They may be theoretically fighting for the same party, but their identities read like polar opposites. Russell is the first introduced, and comes off levelheaded at first, even refusing to mention God in his speeches. He is definitely the candidate who prefers to be seen as an intellectual with the rhyming slogan "Hustle with Russell." He even is met by a woman poolside who says "I'd vote for you if I were old enough." He has the illusion of being for the people before we meet Cantwell. Even with potential scares involving smear campaigns. When faced with the chance to smear Cantwell's Average Joe campaign with the news that he might be a homosexual, Russell initially refuses before learning the harsh truths of his opponent, who has become jaded to the landscape of politics and has his ducks all in a row, ready to knock down. Where they seemed chummy at the start, things turn bitter when Hockstader gravitates towards Russell for being less corrupt.

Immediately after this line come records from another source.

PR #3557, opened 2023-01-30
Fix make-test-integration CLI producing files when running locally

fschutt:
When running make test-integration-cli, I don't want it to produce files locally, but in the CI I want to see the debug output in case something goes wrong with Zig.

### DIFF
--- a/tests/integration/cli/tests/run.rs
+++ b/tests/integration/cli/tests/run.rs
@@ -164,8 +164,10 @@ fn test_cross_compile_python_windows() -> anyhow::Result<()> {
             output.arg("-o");
             output.arg(python_wasmer_path.clone());
             output.arg(format!("--{c}"));
-            output.arg("--debug-dir");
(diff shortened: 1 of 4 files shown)


tests/integration/cli/tests/run.rs
```diff
@@ -164,8 +164,10 @@ fn test_cross_compile_python_windows() -> anyhow::Result<()> {
             output.arg("-o");
             output.arg(python_wasmer_path.clone());
             output.arg(format!("--{c}"));
-            output.arg("--debug-dir");
-            output.arg(format!("{t}-{c}"));
```
theduke, line 168: Do we still want this on CI?
If so, are you setting it via env var?

fschutt: I want it on the CI, just not locally.

syrusakbary (approved):

syrusakbary (approved):

PR #3558, opened 2023-01-30
Reduce libwasmer-headless size

fschutt:
This reduces the libwasmer-headless size from 9MB to 2.4 MB by removing all panic info and using `abort()` instead, however we need to build with a custom libstd for that.

### DIFF
--- a/Makefile
+++ b/Makefile
@@ -617,6 +617,8 @@ ifeq ($(IS_DARWIN), 1)
 endif
 endif
 
+package-capi-headless: build-capi-headless package-capi
+
 package-capi:
 	mkdir -p "package/include"
 	mkdir -p "package/lib"
--- a/Makefile
+++ b/Makefile
@@ -451,11 +451,11 @@ build-capi-llvm-universal:
 
 build-capi-headless:
 ifeq ($(CARGO_TARGET_FLAG),)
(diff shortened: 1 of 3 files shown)


Makefile
```diff
@@ -695,39 +695,13 @@ package-capi:
 		cp target/$(HOST_TARGET)/release/libwasmer.a package/lib/libwasmer.a ;\
 	fi
 
-package-capi-headless: build-capi-headless
```
syrusakbary, line 698: Why did we removed this?

fschutt: This step is already included in `package-capi`, this step is useless.

However, if `package-capi-headless` runs after `package-capi`, it can happen that `$(TARGET_DIR)` is set to `target/release`, so it happened that it copied `target/release/libwasmer.a` to `libwasmer-headless`, not `target/headless/.../libwasmer.a`. So you suddenly get a `libwasmer-headless.a` that is a duplicate of `libwasmer.a`.

It's better to just have one `package-capi` step that also accounts for the `-headless` stuff.

fschutt: I added it back, but removed all of the steps for `package-capi-headless`, since they are now part of the `package-capi` step: https://github.com/wasmerio/wasmer/pull/3558/commits/a23c02f927470d2dda3106d12e551de086af5536

syrusakbary (approved):

PR #3562, opened 2023-02-01
Improved handling of wasmer-headless generation and use on local run

ptitSeb:
# Description
Change Makefile to better handle generation of libwasmer-headless localy.
Also include generation of of libwasmer-headless on test integration and "build all" config as it's now used by default.

### DIFF
--- a/Makefile
+++ b/Makefile
@@ -561,10 +561,10 @@ test-wasi-unit:
 test-wasi:
 	$(CARGO_BINARY) test $(CARGO_TARGET_FLAG) --release --tests $(compiler_features) -- wasi::wasitests
 
-test-integration-cli: build-wasmer build-capi build-capi-headless package distribution
+test-integration-cli: build-wasmer build-capi package-capi-headless package distribution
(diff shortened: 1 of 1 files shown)


Makefile
```diff
@@ -635,6 +635,10 @@ package-capi:
 		cp target/headless/$(CARGO_TARGET)/release/wasmer.dll package/lib/wasmer-headless.dll ;\
 	fi
 
+	if [ -f target/headless/$(HOST_TARGET)/release/wasmer.dll ]; then \
```
theduke, line 638: I assume the duplication of these copies is intentional to cover both native and cross compilation?

theduke (commented):
On question, but otherwise LGTM.

Makefile
ptitSeb: yes, but it's to cover CI vs Local also, because local use cross-compile to HOST_TARGET (or else the build would not work for some obscure reasons)

theduke (approved):

PR #3564, opened 2023-02-02
Updated Cranelift to 0.91

ptitSeb:
# Description
Update Cranelift to v0.91

### DIFF
--- a/lib/compiler-cranelift/src/translator/func_translator.rs
+++ b/lib/compiler-cranelift/src/translator/func_translator.rs
@@ -243,7 +243,7 @@ fn parse_function_body<FE: FuncEnvironment + ?Sized>(
     // If the exit block is unreachable, it may not have the correct arguments, so we would
     // generate a return instruction that doesn't match the signature.
     if state.reachable {
-        debug_assert!(builder.is_pristine());
+        //debug_assert!(builder.is_pristine());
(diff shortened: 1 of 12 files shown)


lib/compiler-cranelift/src/translator/func_translator.rs
```diff
@@ -243,7 +243,7 @@ fn parse_function_body<FE: FuncEnvironment + ?Sized>(
     // If the exit block is unreachable, it may not have the correct arguments, so we would
     // generate a return instruction that doesn't match the signature.
     if state.reachable {
-        debug_assert!(builder.is_pristine());
+        //debug_assert!(builder.is_pristine());
```
syrusakbary, line 246: What that is for?

syrusakbary (approved):

lib/compiler-cranelift/src/translator/func_translator.rs
ptitSeb: `builder.is_pristine()` is gone. The replacement is not really equivalent, I removed the assert. I can remove the code entirely instead of just commenting it

syrusakbary: Ok! Sounds good to me, we should be good to merge

Issue #3508, opened 2023-01-19
Engine::new().set_target(Some(Windows)) crashes Module::compile


fschutt:
When initializing the `Engine` from `CompilerOptions::get_engine()`, compiling a module crashes with
```
  3: wasmer_compiler::engine::code_memory::CodeMemory::allocate
   4: wasmer_compiler::engine::inner::EngineInner::allocate
   5: wasmer_compiler::engine::artifact::Artifact::from_parts
   6: wasmer_compiler::engine::artifact::Artifact::new
   7: wasmer_compiler::engine::inner::Engine::compile
   8: wasmer::sys::module::Module::from_binary
   9: wasmer_cli::commands::create_exe::get_module_infos
  10: wasmer_cli::commands::create_exe::CreateExe::execute
  11: wasmer_cli::cli::wasmer_main_inner
  12: wasmer_cli::cli::wasmer_main
```

... if the `target` is set to `Windows`.

Minimal example: 

```rust
use std::str::FromStr;

use wasmer::*; // v3.1.0

const WASM_BYTES: &[u8] = include_bytes!("qjs.wasm");

fn main() {
    let engine = EngineBuilder::new(Box::new(wasmer_compiler_cranelift::Cranelift::default()) as Box<_>)
    .set_target(Some(Target::new(Triple::from_str("x86_64-windows-gnu").unwrap(), [CpuFeature::SSE2].into_iter().collect())));
    let store = Store::new(engine.engine());
    let module = Module::new(&store, WASM_BYTES).unwrap();
    println!("{:#?}", module.name());
}
```

This can be disabled by setting the `target.operating_system` to anything but `Windows`.

PR #3573, opened 2023-02-03
Fix/compile not in memory

ptitSeb:
When compiling an artifact, don't load compiled result in memory if the the compilation target is not compatible with the host.

This will also help with #3508 because runtime unwind information will not be constructed when Cross-compiling.

Note that they are some small API-breaking changes here:
* A new InstantiationError::DifferentArchOS 
*  Artifact::from_parts(...) now takes a 3rd parameter (&Target of the parts)

### DIFF
--- a/lib/c-api/src/wasm_c_api/instance.rs
+++ b/lib/c-api/src/wasm_c_api/instance.rs
@@ -85,6 +85,12 @@ pub unsafe extern "C" fn wasm_instance_new(
 
             return None;
         }
+
+        Err(e @ InstantiationError::DifferentArchOS) => {
+            crate::error::update_last_error(e);
+
+            return None;
+        }
     };
 
     Some(Box::new(wasm_instance_t {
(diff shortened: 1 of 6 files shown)


lib/c-api/src/wasm_c_api/instance.rs
```diff
@@ -85,6 +85,12 @@ pub unsafe extern "C" fn wasm_instance_new(
 
             return None;
         }
+
+        Err(e @ InstantiationError::DifferentArchOS) => {
```
syrusakbary, line 89: I didn't know this syntax. Nice!

lib/types/src/compilation/target.rs
```diff
@@ -192,6 +192,13 @@ impl Target {
     pub fn cpu_features(&self) -> &EnumSet<CpuFeature> {
         &self.cpu_features
     }
+
+    /// Check if target is a native (eq to host) or not
+    pub fn is_native(&self) -> bool {
+        let host = Triple::host();
+        host.operating_system == self.triple.operating_system
+            && host.architecture == self.triple.architecture
```
syrusakbary, line 200: I believe you can do simple compare on the triple itself.

```suggestion
host == self.triple
```

ptitSeb: We take the risk of comparing Vendor for example, that should could lead to a different result while it should not.
I did this to be sure to have a minimum comparison.

syrusakbary (approved):

Issue #3567, opened 2023-02-02
UAF possible (though not likely in practice) with Memory::view


coolreader18:
### Describe the bug

Because the return type of `Memory::view` is tied to the lifetime of `self` and not the lifetime of the `store`, it's possible to use the `MemoryView` after the store (and therefore the actual memory buffer) has dropped.

### Steps to reproduce

```rust
let mut store = wasmer::Store::new(wasmer::Engine::headless());
let mem = wasmer::Memory::new(&mut store, wasmer::MemoryType::new(1, None, false))?;
let view = mem.view(&store);
view.write_u8(0x10, 42)?;
drop(store); // bye bye memories
let x = view.read_u8(0x10)?; // hello UAF :3
```

```
❯ cargo run
    Finished dev [unoptimized + debuginfo] target(s) in 0.05s
     Running `target/debug/testcase`
[1]    158432 segmentation fault (core dumped)  cargo run
```

### Additional context

wasmtime solves this issue by having the return of its equivalent function be tied just to the store parameter, not to the memory handle:
```rust
pub fn data<'a, T: 'a>(&self, store: impl Into<StoreContext<'a, T>>) -> &'a [u8]
```

Michael-F-Bryan:
I believe this is a duplicate of #3516.

Issue #3516, opened 2023-01-21
Segfault with `Memory::grow`/`MemoryView` interaction


Imberflur:
### Describe the bug

https://docs.rs/wasmer/3.1.0/wasmer/struct.MemoryView.html documents:
> After a memory is grown a view must not be used anymore.

However, it is possible to do this in safe code and instead of producing an error or panicking this results in a segfault. So there is a soundness issue with the interaction of `Memory::grow` and `Memory::view`.

`wasmer v3.1.0 | rustc 1.66.1 (90743e729 2023-01-10) | x86_64`

### Steps to reproduce

```rs
use wasmer::{Memory, MemoryType, Store};

fn main() {
    // The default configuration gives memory plenty of room to grow in-place.
    let tunables = wasmer::BaseTunables {
        static_memory_bound: 4.into(),
        static_memory_offset_guard_size: 1024 * 64 * 4,
        dynamic_memory_offset_guard_size: 1024 * 64 * 4,
    };
    let engine = wasmer::EngineBuilder::headless().engine();

    let mut store = Store::new_with_tunables(engine, tunables);

    let memory = Memory::new(&mut store, MemoryType::new(10, None, false)).unwrap();
    let view = memory.view(&store);
    memory.grow(&mut store, 1024).unwrap();
    view.write_u8(0, 4u8).unwrap();
}
```

```shell
> cargo r
fish: Job 1, 'cargo r' terminated by signal SIGSEGV (Address boundary error)
```

### Expected behavior

One of the following:
* Producing an error, panicking, or aborting.
* An API that statically prevents this, e.g. by having the `Store` borrowed for the lifetime of `MemoryView`.
* An unsafe API.

### Actual behavior

Access to freed memory in safe code. Segfault.

Michael-F-Bryan:
@ptitSeb was this resolved in #3580?

PR #3580, opened 2023-02-09
Make memoryView lifetime linked to StoreRef instead of Memory

ptitSeb:
On Sys (not on JS), make MemoryView lifetime linked to the StoreRef instead of the Memory.
For #3516 and #3567 

This change in the Lifetime makes the examples in both tickets impossible to build.


syrusakbary:
I'd like to rereview/merge this after we merge the unification PR: #3556

syrusakbary (approved):

Issue #3438, opened 2022-12-20
[C API] Memory leak


rt21q8:
### Describe the bug
When whole `wasmer` related cleanup calls are done, not whole memory is released. This scenario can be also observed on slightly modified example files contained in this repository. Details described below. Is this known/expected behavior? 

```sh
$ echo "`wasmer -V` | `rustc -V` | `uname -m`"
wasmer 3.1.0 | rustc 1.63.0 (4b91a6ea7 2022-08-08) | x86_64
```

### Steps to reproduce

1. Go to `lib/c-api/examples`.
2. Put all logic from `main` function into infinite `while` loop for example files like `wasi.c` or `imports-exports.c` or `exports-function.c`.
3. Rebuild modified examples.
4. Run new executables.
5. Observe memory usage for started process in tool like `top`.
### Expected behavior

Memory usage should not keep growing continuously (there is cleanup logic at the end of main/loop - are these all required calls?).
### Actual behavior
Memory keeps growing.

ptitSeb:
I think this has been fixed now, on master, with latest Instance memory leak. Can you check again and see if you still see memory leak?

ptitSeb:
oh, ok. So it's another leak. Thanks for the testing, I'll investigate on this later.

EclesioMeloJunior:
hello! I would like to mention that I've posted this issue https://github.com/wasmerio/wasmer-go/issues/393 on `wasmer-go` repository where I try to explain a memory leak I am facing that may be related to `wasmer-c-api`.

PR #3581, opened 2023-02-13
Fix WASI example that initialized wasi_config 2 times

ptitSeb:
This fix a small memory leak in a c-api example.

This is for #3438 
Note that I tested with valgrind and found no other memory leak in the c-api examples.


Michael-F-Bryan (approved):
Looks good to me :+1:

PR #3584, opened 2023-02-15
Wasix major fixes and tweaks

john-sharratt:
- Removed generation_arena which was causing some serious leakages of files and sockets
- Added OsError for NetworkErrors so that "Too Many Open Files" is properly passed
- Local networking will now cap at 10 sockets in the backlog
- Added the missing shutdown error code
- Removed the inodes lock around most of the WASI syscalls
- Fixed some race conditions in the event notifications for WASI
- The polling loop will now only notify a closed socket once
- Event notifications now uses Wakers rather than MPSC
- Some socket errors now return the right codes which prevents panics in WASM
- Fixed a bug where the file read and write guards might release the file before the lock
- The inode seed is now much safer preventing overlaps
- The fd seed is now much safer preventing overlaps
- Closing files is now implicit rather than explicit reducing possibliities for error
- Forking of file descriptors is now much simplier
- Polling events will now be returned in random order to prevent some race conditions
- Removed a number of memory allocations which were wasting memory and performance
- Sockets now only copy the send and recv data once rather than multiple times


lib/vnet/src/lib.rs
```diff
@@ -516,6 +516,9 @@ pub enum NetworkError {
     /// A call to write returned 0
     #[error("write returned 0")]
     WriteZero,
+    /// OS error
+    #[error("operating system error({0})")]
+    OsError(i32),
```
theduke, line 521: We are our own OS, I don't see how having an upstream OS error here makes sense. 
We should map OS errors to the appropriate error variant.

lib/wasi-local-networking/src/lib.rs
```diff
@@ -139,6 +139,12 @@ impl VirtualTcpListener for LocalTcpListener {
         &mut self,
         cx: &mut std::task::Context<'_>,
     ) -> std::task::Poll<Result<usize>> {
+        {
+            let backlog = self.backlog.lock().unwrap();
+            if backlog.len() > 10 {
```
theduke, line 144: So, if I understand correctly: here you are limiting the backlog to 10 connections.

But why are we even storing a backlog of connections?
That seems to invite all kinds of problems.

lib/wasi/src/fs/fd.rs
```diff
@@ -74,6 +70,21 @@ impl InodeVal {
     }
 }
 
+#[derive(Debug)]
+#[cfg_attr(feature = "enable-serde", derive(Serialize, Deserialize))]
+pub struct NotificationInner {
+    /// Used for event notifications by the user application or operating system
+    /// (positive number means there are events waiting to be processed)
+    pub counter: AtomicU64,
```
theduke, line 78: None of this should be public, we should encapsulate all the logic in methods.

lib/wasi/src/fs/inode_guard.rs
```diff
@@ -237,209 +198,229 @@ impl<'a> Future for InodeValFilePollGuardJoin<'a> {
...
                 }
                 InodeValFilePollGuardMode::Socket { ref inner } => {
-                    let mut guard = inner.write().unwrap();
-                    guard.poll_write_ready(cx).map_err(net_error_into_io_err)
+                    let mut guard = inner.protected.write().unwrap();
+                    let res = guard.poll_write_ready(cx).map_err(net_error_into_io_err);
+                    match res {
+                        Poll::Ready(Err(err)) if is_err_closed(&err) => {
+                            tracing::trace!("socket write ready error (fd={}) - {}", fd, err);
+                            if std::mem::replace(&mut guard.notifications.closed, true) == false {
```
theduke, line 331: Using `replace` for a boolean is pretty odd, you can just dereference and set the value,  would be more readable.

theduke: Also, shouldn't all this code be on the guard poll_write_ready directly?

lib/wasi/src/fs/inode_guard.rs
```diff
@@ -237,209 +198,229 @@ impl<'a> Future for InodeValFilePollGuardJoin<'a> {
...
         }
         Poll::Pending
     }
 }
 
 #[derive(Debug)]
 pub(crate) struct InodeValFileReadGuard {
-    #[allow(dead_code)]
-    file: Arc<RwLock<Box<dyn VirtualFile + Send + Sync + 'static>>>,
     guard: RwLockReadGuard<'static, Box<dyn VirtualFile + Send + Sync + 'static>>,
```
theduke, line 413: I know this isn't new, but... I  do not .. like this ... at all...

Note: `tokio::sync::RwLock` has `Owned` variants of the guards that work for `Arc<RwLock<T>>`, created with `RwLock::read/write_owned()`.
That would be much better to use...
(the tokio locks still also have sync lock methods)

lib/vnet/src/lib.rs
john-sharratt: Fixed in https://github.com/wasmerio/wasmer/commit/4473be1b043cb772b2fa897835a75a6b2a8c2e56

lib/wasi-local-networking/src/lib.rs
john-sharratt: Yeah this is because TcpListener does not support polling via the `accept_ready_poll` method so we have to simulate it... we could quite easily reduce it to a single item and use an option instead if this is nicer?

theduke: Yeah I was also going to suggest just buffering a single one. :+1:

theduke: We don't want to have a bunch of idle TCP connections sitting around if the thread doesn't handle them.

lib/wasi/src/fs/fd.rs
john-sharratt: fixed in https://github.com/wasmerio/wasmer/commit/4f117a6b63222d403a1e1bed03ff5fb15b3527ed

lib/wasi/src/fs/inode_guard.rs
john-sharratt: that creates code duplication as it needs to be implemented for all socket implementations so it needs to stay here.
I prefer the std::mem::replace to be honest as its less lines of code

I made it slightly easier to read with this https://github.com/wasmerio/wasmer/commit/e82fc87a1d53f68b9a651b6afe96c3360fd30d1e

lib/wasi/src/fs/inode_guard.rs
john-sharratt: As discussed - updated here https://github.com/wasmerio/wasmer/commit/31c6eca32eeefaae422bf17c0048d1bd8b0d0300

lib/wasi/src/fs/inode_guard.rs
theduke: Not a big deal either way, that's a preference thing.

PR #3586, opened 2023-02-15
Make AsStoreRef and friends work for anything that implements Deref

Michael-F-Bryan:
# Description

While updating some WAI code, I ran into a weird bug where `&mut Store` didn't implement `AsEngineRef` because we've only got an `impl AsEngineRef for &Store`.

Despite being an Average Joe, Cantwell is the conservative to Russell's liberal stance. For starters, he has a better back story.  He worked up from nothing to be president. He served in the military, and even took down the mafia by believing that they were in cahoots with the Communists. He even has his grandmother give interviews hyping his integrity. Considering that this film was released in 1964, many of the issues felt prescient to the era. Protesters for Civil Rights causes are seen picketing out front. The conversation of immigration and race relations are often discussed, but never used as a running point. In fact, conversation about the recent Cuban Missile Crisis comes up with more urgency. Still, Cantwell plays the field by believing that Russell is weak for not playing the blame game and doesn't "understand politics." Cantwell may be the man selling himself as "Our Golden Boy" and using participant rhetoric, but his seediness begins to take over backstage.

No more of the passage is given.